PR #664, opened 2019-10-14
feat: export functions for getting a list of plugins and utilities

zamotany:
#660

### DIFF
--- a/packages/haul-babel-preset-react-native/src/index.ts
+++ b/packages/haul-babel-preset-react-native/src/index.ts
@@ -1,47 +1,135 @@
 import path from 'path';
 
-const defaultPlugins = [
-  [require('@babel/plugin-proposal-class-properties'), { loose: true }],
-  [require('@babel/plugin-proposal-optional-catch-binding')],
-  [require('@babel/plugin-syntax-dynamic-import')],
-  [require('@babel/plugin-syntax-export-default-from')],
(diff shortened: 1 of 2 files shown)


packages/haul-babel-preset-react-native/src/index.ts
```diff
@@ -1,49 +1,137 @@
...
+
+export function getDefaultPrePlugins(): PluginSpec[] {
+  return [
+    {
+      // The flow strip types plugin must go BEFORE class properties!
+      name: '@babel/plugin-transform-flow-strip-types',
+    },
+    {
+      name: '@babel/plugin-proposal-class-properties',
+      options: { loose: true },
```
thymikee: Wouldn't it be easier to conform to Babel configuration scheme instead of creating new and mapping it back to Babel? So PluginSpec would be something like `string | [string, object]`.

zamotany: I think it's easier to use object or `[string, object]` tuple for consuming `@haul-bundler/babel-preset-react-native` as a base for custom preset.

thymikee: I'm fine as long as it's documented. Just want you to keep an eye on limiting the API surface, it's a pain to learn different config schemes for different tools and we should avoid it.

====================

• **To do**
Set down the complete listing once more, exactly as it stands above.

• **Answer for this exercise**
PR #664, opened 2019-10-14
feat: export functions for getting a list of plugins and utilities

zamotany:
#660

### DIFF
--- a/packages/haul-babel-preset-react-native/src/index.ts
+++ b/packages/haul-babel-preset-react-native/src/index.ts
@@ -1,47 +1,135 @@
 import path from 'path';
 
-const defaultPlugins = [
-  [require('@babel/plugin-proposal-class-properties'), { loose: true }],
-  [require('@babel/plugin-proposal-optional-catch-binding')],
-  [require('@babel/plugin-syntax-dynamic-import')],
-  [require('@babel/plugin-syntax-export-default-from')],
(diff shortened: 1 of 2 files shown)


packages/haul-babel-preset-react-native/src/index.ts
```diff
@@ -1,49 +1,137 @@
...
+
+export function getDefaultPrePlugins(): PluginSpec[] {
+  return [
+    {
+      // The flow strip types plugin must go BEFORE class properties!
+      name: '@babel/plugin-transform-flow-strip-types',
+    },
+    {
+      name: '@babel/plugin-proposal-class-properties',
+      options: { loose: true },
```
thymikee: Wouldn't it be easier to conform to Babel configuration scheme instead of creating new and mapping it back to Babel? So PluginSpec would be something like `string | [string, object]`.

zamotany: I think it's easier to use object or `[string, object]` tuple for consuming `@haul-bundler/babel-preset-react-native` as a base for custom preset.

thymikee: I'm fine as long as it's documented. Just want you to keep an eye on limiting the API surface, it's a pain to learn different config schemes for different tools and we should avoid it.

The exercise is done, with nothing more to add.